Frequently Asked Questions
How widespread is malnutrition in hospitals and care homes?
Malnutrition in adults on admission to hospitals and care homes affects almost 1 in 3 patients, with much of the malnutrition originating in the community (BAPEN 2008).
Previous reports also showed that nutritional status of patients may also deteriorate during a hospital stay.
How do we detect malnutrition in patients?
In a recent BAPEN (British Association for Parenteral and Enteral Nutrition) study (2008), most hospitals reported that they had a nutritional screening policy (89%) however weighing of patients was carried out in less than 50%. Malnutrition screening tools can be useful in the diagnosis and treatment of malnutrition.
BAPEN have developed the Malnutrition Universal Screening Tool, 'MUST', which is a validated screening tool for use in hospitals, care homes and the community. 'MUST' is a valid, reliable and easy to use tool which can be used for all adults.
More information on the MUST tool can be accessed here: The 'MUST' Tool.
What are the clinical consequences of malnutrition?
The clinical consequences of malnutrition include:
- delayed healing of wounds
- increased risk of pressure sores
- loss of muscle strength
- increased complications after surgery (e.g. sepsis, wound infection, pneumonia)
- impaired immune response
- increased mortality
A patient's nutritional status may also become gradually worse during prolonged illness. This is the downward spiral of malnutrition.
What is the benefit of giving nutritional support?
Clinical trials have shown that nutritional support can help correct malnutrition, and can have positive effects on clinical outcome and the patient's physical condition.
Examples of this are a reduction in the rate of post-operative complications and deaths, improved immuno-competence, reduced risk of pressure sores and better healing of existing pressure sores, and improvements in muscle strength. The use of nutritional support has also been shown to reduce length of hospital stay.
Studies have also demonstrated that oral supplements can increase the intake of protein and energy and maintain or improve parameters of nutritional status in a variety of patients in hospitals and in the community.
How can medical foods save the NHS money?
Very little published work is available but it is reasonable to assume that improvements in clinical status and reduced complications must lead to cost savings for the Health Service.
In a study over 11,000 adult patients with chronic respiratory, gastrointestinal and neurological disease it was found that there were higher rates of mortality, hospital admissions, GP consultations and prescriptions in patients underweight patients compared with those with ideal weight (BMI 20-25 kg per metre squared). Further analysis indicated that the rate of GP consultations and prescriptions fell with improved nutritional status, and rose with worsening nutritional status.
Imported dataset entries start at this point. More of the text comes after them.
PR #135, opened 2018-02-20
Fixes #22634 - Reuse remote execution settings

dLobatog:
effective_user, remote_execution_ssh_passphrase,
remote_execution_ssh_user, remote_execution_ssh_port should substitute
the role that 'ansible_become', 'ansible_ssh_pass', 'ansible_user',
'ansible_port' had in previous versions. The variables should still be
overridable at the host params level, for example:
host_params['ansible_user'] overrides the 'remote_execution_ssh_user'
setting.

cc @ares @adamruzicka

### DIFF
--- a/app/services/foreman_ansible/inventory_creator.rb
+++ b/app/services/foreman_ansible/inventory_creator.rb
@@ -1,3 +1,5 @@
+# frozen_string_literal: true
+
 require 'securerandom'
 module ForemanAnsible
   # Service to list an inventory to be passed to the ansible-playbook binary
@@ -47,10 +49,16 @@ module ForemanAnsible
     end
 
     def connection_params(host)
-      params = ansible_settings.merge ansible_extra_options(host)
-      # Backward compatibility for Ansible 1.x
-      params['ansible_ssh_port'] = params['ansible_port']
-      params['ansible_ssh_user'] = params['ansible_user']
+      # Preference order is:
+      # 1st option: host parameters.
+      #   - If they're set to 'ansible_whatever' we use that over anything else
+      # 2nd option: REX options.
+      #   - both settings, ssh password, effective_user can be used
+      # 3rd option:
+      #   - other settings
+      params = ansible_settings.
+               merge(remote_execution_options(host)).
+               merge(ansible_extra_options(host))
       params
     end
 
@@ -68,8 +76,7 @@ module ForemanAnsible
 
     def ansible_settings
       Hash[
-        %w[port user ssh_pass connection
-           ssh_private_key_file become
+        %w[connection ssh_private_key_file
            winrm_server_cert_validation].map do |setting|
           ["ansible_#{setting}", Setting["ansible_#{setting}"]]
         end
@@ -82,6 +89,19 @@ module ForemanAnsible
       end
     end
 
+    def remote_execution_options(host)
+      params = {
+        'ansible_become' => @template_invocation.effective_user,
+        'ansible_user' => host_setting(host, 'remote_execution_ssh_user'),
+        'ansible_ssh_pass' => rex_ssh_password(host),
+        'ansible_port' => host_setting(host, 'remote_execution_ssh_port')
+      }
+      # Backward compatibility for Ansible 1.x
+      params['ansible_ssh_port'] = params['ansible_port']
+      params['ansible_ssh_user'] = params['ansible_user']
+      params
+    end
+
     def template_inputs(template_invocation)
       input_values = template_invocation.input_values
       result = input_values.each_with_object({}) do |input, vars_hash|
@@ -90,10 +110,19 @@ module ForemanAnsible
       result
     end
 
+    def rex_ssh_password(host)
+      @template_invocation.job_invocation.password ||
+        host_setting(host, 'remote_execution_ssh_password')
+    end
+
     private
 
     def render_rabl(host, template)
       Rabl.render(host, template, :format => 'hash')
+    end
+
+    def host_setting(host, setting)
+      host.params[setting.to_s] || Setting[setting]
     end
   end
 end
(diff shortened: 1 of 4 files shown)


app/services/foreman_ansible/inventory_creator.rb
```diff
@@ -82,6 +89,20 @@ def ansible_extra_options(host)
       end
     end
 
+    def remote_execution_options(host)
+      params = {
+        'ansible_become' => @template_invocation.effective_user,
+        'ansible_user' => host_setting(host, 'remote_execution_ssh_user'),
+        'ansible_ssh_pass' => host_setting(host,
+                                           'remote_execution_ssh_passphrase'),
```
adamruzicka: I believe this should be `remote_execution_ssh_password`

test/unit/services/inventory_creator_test.rb
```diff
@@ -16,31 +20,46 @@ class InventoryCreatorTest < ActiveSupport::TestCase
...
       Setting.expects(:[]).with('ansible_ssh_private_key_file').
         returns(nil).at_least_once
-      Setting.expects(:[]).with('ansible_port').returns(nil).at_least_once
-      Setting.expects(:[]).with('ansible_user').returns(nil).at_least_once
-      Setting.expects(:[]).with('ansible_ssh_pass').
+      Setting.expects(:[]).with('remote_execution_ssh_port').
+        returns(2222).at_least_once
+      Setting.expects(:[]).with('remote_execution_ssh_user').
+        returns('root').at_least_once
+      Setting.expects(:[]).with('remote_execution_ssh_passphrase').
```
adamruzicka: Ditto

test/unit/services/inventory_creator_test.rb
```diff
@@ -16,31 +20,46 @@ class InventoryCreatorTest < ActiveSupport::TestCase
...
-      assert_equal Setting['ansible_ssh_pass'],
+      refute_equal Setting['remote_execution_ssh_user'],
+                   connection_params['ansible_user']
+      assert_equal extra_options['ansible_user'],
+                   connection_params['ansible_user']
+      refute_equal Setting['remote_execution_ssh_port'],
+                   connection_params['ansible_port']
+      assert_equal extra_options['ansible_port'],
+                   connection_params['ansible_port']
+      assert_equal Setting['remote_execution_ssh_passphrase'],
```
adamruzicka: Ditto

dLobatog:
Thanks @adamruzicka for the review!

ares:
with quick tests it seems that I only can set the password via remote_execution_ssh_password host param but when I use the invocation form field, it does not work, should this work with this PR?

dLobatog:
@ares I think that should work to close the bug, so I will keep it open to update it with that.

app/services/foreman_ansible/inventory_creator.rb
```diff
@@ -90,10 +110,19 @@ def template_inputs(template_invocation)
       result
     end
 
+    def rex_ssh_password(host)
+      @template_invocation.job_invocation.password ||
```
dLobatog: Here's what I had to change to make the job invocation password available

test/unit/services/inventory_creator_test.rb
```diff
@@ -16,36 +23,60 @@ class InventoryCreatorTest < ActiveSupport::TestCase
...
+        returns('root').at_least_once
+      Setting.expects(:[]).with('remote_execution_ssh_password').
         returns('asafepassword').at_least_once
       Setting.expects(:[]).with('ansible_winrm_server_cert_validation').
         returns(true).at_least_once
       Setting.expects(:[]).with('ansible_connection').
         returns('ssh').at_least_once
       @host.expects(:host_params).returns(extra_options).at_least_once
-      inventory = ForemanAnsible::InventoryCreator.new(@host, nil)
+      @template_invocation.job_invocation.expects(:password).
```
dLobatog: This test tests that the REX setting is respected

test/unit/services/inventory_creator_test.rb
```diff
@@ -16,36 +23,60 @@ class InventoryCreatorTest < ActiveSupport::TestCase
...
+      assert_equal extra_options['ansible_port'],
+                   connection_params['ansible_port']
+      assert_equal Setting['remote_execution_ssh_password'],
                    connection_params['ansible_ssh_pass']
       assert_equal Setting['ansible_winrm_server_cert_validation'],
                    connection_params['ansible_winrm_server_cert_validation']
     end
 
+    test 'job invocation ssh password is passed when available' do
+      inventory = ForemanAnsible::InventoryCreator.new(@host,
```
dLobatog: This test tests that the job invocation password takes priority

adamruzicka:
> how are you unencrypting this in REX?

We use the `Encryptable` module[1] from Foreman core which should allow automatic encryption and decrpytion of model's attributes as they're accessed. I'm not sure why it's not getting decrypted for you.

[1] - https://github.com/theforeman/foreman/blob/develop/app/models/concerns/encryptable.rb

ares:
> for the SSH private key passphrase

In that case we need to update the inline help for the field in rex that this field is only applicable for SSH backend. I'd also recommend adding inline help to passphrase and explain how/whether the password is stored and when it's cleared.

dLobatog:
@adamruzicka I can unencrypt it here, it's no big deal - I already send the ssh_pass from host params or REX settings unencrypted.  

@ares Yeah, not only that but also a comment asking to use `ssh-agent` instead - I don't know why it was necessary to do it in REX

dLobatog:
@adamruzicka Actually, no need to unencrypt it here. I put a breakpoint and I see the params are sent properly - `{"ansible_become"=>nil, "ansible_user"=>"root", "ansible_ssh_pass"=>"asdasdsadsadassadsadsa", "ansible_port"=>"22"}`.

dLobatog:
[test default] [test] will merge if tests pass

This suggests that even fairly minor degrees of malnutrition are indicators of increased demand on health service resources in patients with chronic disease.
Why are there so many different medical foods?
This is because products are designed to meet the nutritional needs of specific groups of patients with specific medical conditions. For example, the same feed would not be suitable for patients with severe burns (who may have very high nutrient requirements) and an elderly stroke patient (who may require a moderate energy intake, but still with adequate levels of vitamins and minerals).
Specific products are also designed for patients with inborn errors of metabolism, renal disease, respiratory disease, patients who are critically ill, patients with malabsorption, patients who require high fibre diets, patients who require low residue diets etc.
Are medical foods only used in hospitals?
No. Many medical foods are also used in the home under medical supervsion.
The number of patients being fed medical foods at home as the sole source of nutrition has increased dramatically over the past few years. Most companies who provide medical foods offer some type of delivery service to patients requiring home tube-feeding.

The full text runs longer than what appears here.